ASSIGNED TASK —
"node" is the word to look for; say how many lines of the listing below contain it, and nothing else.
Content starts
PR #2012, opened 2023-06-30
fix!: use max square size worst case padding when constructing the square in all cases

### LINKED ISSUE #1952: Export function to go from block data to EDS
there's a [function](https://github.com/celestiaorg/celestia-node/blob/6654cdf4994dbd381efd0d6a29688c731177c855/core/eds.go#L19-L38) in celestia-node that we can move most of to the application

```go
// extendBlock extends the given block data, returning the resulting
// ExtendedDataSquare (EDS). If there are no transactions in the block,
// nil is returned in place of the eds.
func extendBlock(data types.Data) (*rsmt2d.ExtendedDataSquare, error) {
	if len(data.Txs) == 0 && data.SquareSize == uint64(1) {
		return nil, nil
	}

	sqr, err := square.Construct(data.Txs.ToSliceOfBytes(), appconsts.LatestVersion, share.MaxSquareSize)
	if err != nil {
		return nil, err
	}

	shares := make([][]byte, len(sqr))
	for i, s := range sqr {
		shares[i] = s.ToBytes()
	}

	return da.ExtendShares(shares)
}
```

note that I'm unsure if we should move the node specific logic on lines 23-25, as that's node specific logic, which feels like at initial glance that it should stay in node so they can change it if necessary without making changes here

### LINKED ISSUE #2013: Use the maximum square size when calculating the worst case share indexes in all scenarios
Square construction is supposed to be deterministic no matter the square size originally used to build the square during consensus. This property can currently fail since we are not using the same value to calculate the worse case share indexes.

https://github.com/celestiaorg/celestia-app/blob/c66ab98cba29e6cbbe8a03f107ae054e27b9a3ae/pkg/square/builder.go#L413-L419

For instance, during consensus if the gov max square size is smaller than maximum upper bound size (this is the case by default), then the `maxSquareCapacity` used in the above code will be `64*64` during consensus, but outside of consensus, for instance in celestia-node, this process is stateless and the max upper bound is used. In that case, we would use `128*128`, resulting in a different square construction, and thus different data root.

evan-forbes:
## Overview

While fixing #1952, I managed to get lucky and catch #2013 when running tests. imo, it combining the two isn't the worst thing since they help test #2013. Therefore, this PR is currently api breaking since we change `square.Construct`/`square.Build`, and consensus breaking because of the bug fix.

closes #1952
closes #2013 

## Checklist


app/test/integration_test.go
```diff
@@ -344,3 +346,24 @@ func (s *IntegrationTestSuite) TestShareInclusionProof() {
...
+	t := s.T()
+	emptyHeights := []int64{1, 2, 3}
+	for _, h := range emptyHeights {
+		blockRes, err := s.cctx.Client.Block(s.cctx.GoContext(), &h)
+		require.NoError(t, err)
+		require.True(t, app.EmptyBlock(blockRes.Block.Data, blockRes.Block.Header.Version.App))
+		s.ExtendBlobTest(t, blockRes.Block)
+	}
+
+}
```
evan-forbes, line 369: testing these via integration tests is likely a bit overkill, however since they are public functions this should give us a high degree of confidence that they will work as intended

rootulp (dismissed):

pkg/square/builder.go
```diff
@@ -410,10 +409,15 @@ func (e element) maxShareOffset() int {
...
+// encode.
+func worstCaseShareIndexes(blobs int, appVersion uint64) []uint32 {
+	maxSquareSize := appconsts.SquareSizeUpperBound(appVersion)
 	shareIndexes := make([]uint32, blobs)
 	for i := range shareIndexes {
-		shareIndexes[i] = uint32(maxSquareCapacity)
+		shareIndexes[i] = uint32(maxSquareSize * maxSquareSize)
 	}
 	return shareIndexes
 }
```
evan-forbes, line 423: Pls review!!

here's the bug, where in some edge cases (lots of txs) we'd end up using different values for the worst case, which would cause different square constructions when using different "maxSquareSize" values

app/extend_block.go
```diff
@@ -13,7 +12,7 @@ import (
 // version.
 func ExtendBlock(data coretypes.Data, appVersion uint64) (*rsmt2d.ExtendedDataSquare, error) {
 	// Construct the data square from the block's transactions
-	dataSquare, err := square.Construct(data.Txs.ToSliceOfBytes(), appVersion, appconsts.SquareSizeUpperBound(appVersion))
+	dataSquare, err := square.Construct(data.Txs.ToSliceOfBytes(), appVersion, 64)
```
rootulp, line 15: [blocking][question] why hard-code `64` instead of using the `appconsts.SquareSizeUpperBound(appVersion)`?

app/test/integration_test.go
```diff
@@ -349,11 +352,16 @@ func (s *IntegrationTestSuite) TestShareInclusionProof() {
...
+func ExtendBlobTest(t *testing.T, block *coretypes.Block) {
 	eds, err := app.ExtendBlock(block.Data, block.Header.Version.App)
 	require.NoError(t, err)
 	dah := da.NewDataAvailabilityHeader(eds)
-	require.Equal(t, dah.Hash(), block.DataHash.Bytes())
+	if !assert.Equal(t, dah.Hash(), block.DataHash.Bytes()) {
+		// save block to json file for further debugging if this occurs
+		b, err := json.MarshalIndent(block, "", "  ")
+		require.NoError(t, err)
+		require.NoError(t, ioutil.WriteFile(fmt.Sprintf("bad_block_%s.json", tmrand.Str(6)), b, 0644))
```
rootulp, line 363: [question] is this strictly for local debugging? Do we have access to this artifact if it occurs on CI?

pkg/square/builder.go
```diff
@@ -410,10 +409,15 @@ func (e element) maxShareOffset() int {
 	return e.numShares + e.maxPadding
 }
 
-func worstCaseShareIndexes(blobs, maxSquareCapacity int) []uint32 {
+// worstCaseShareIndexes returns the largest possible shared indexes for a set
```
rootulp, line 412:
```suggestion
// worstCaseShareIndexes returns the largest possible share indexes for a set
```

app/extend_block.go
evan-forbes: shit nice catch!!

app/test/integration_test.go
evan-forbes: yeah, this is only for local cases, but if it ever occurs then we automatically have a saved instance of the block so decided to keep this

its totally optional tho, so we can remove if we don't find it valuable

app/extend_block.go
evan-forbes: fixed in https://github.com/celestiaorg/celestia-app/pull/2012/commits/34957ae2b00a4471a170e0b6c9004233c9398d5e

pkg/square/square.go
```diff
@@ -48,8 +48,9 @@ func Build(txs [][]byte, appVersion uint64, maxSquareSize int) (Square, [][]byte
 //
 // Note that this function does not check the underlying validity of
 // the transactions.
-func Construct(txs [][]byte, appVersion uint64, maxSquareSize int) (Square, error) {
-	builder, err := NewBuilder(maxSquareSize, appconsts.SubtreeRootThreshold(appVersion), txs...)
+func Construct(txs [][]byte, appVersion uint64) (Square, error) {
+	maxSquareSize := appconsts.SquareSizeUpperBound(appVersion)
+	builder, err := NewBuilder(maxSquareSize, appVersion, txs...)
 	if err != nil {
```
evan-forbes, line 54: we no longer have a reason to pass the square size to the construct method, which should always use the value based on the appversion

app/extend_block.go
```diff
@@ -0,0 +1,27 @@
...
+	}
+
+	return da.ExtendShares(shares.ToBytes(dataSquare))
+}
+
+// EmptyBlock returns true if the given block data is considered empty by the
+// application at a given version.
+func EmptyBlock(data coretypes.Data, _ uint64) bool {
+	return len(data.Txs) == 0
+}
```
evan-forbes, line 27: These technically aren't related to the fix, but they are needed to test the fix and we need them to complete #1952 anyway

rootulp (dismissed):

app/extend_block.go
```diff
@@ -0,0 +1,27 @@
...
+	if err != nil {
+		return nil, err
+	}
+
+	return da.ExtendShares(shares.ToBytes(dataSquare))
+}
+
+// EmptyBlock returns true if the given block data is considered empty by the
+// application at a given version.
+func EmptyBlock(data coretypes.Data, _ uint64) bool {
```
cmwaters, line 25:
Content ends
RESULT FOR THIS EXERCISE —
3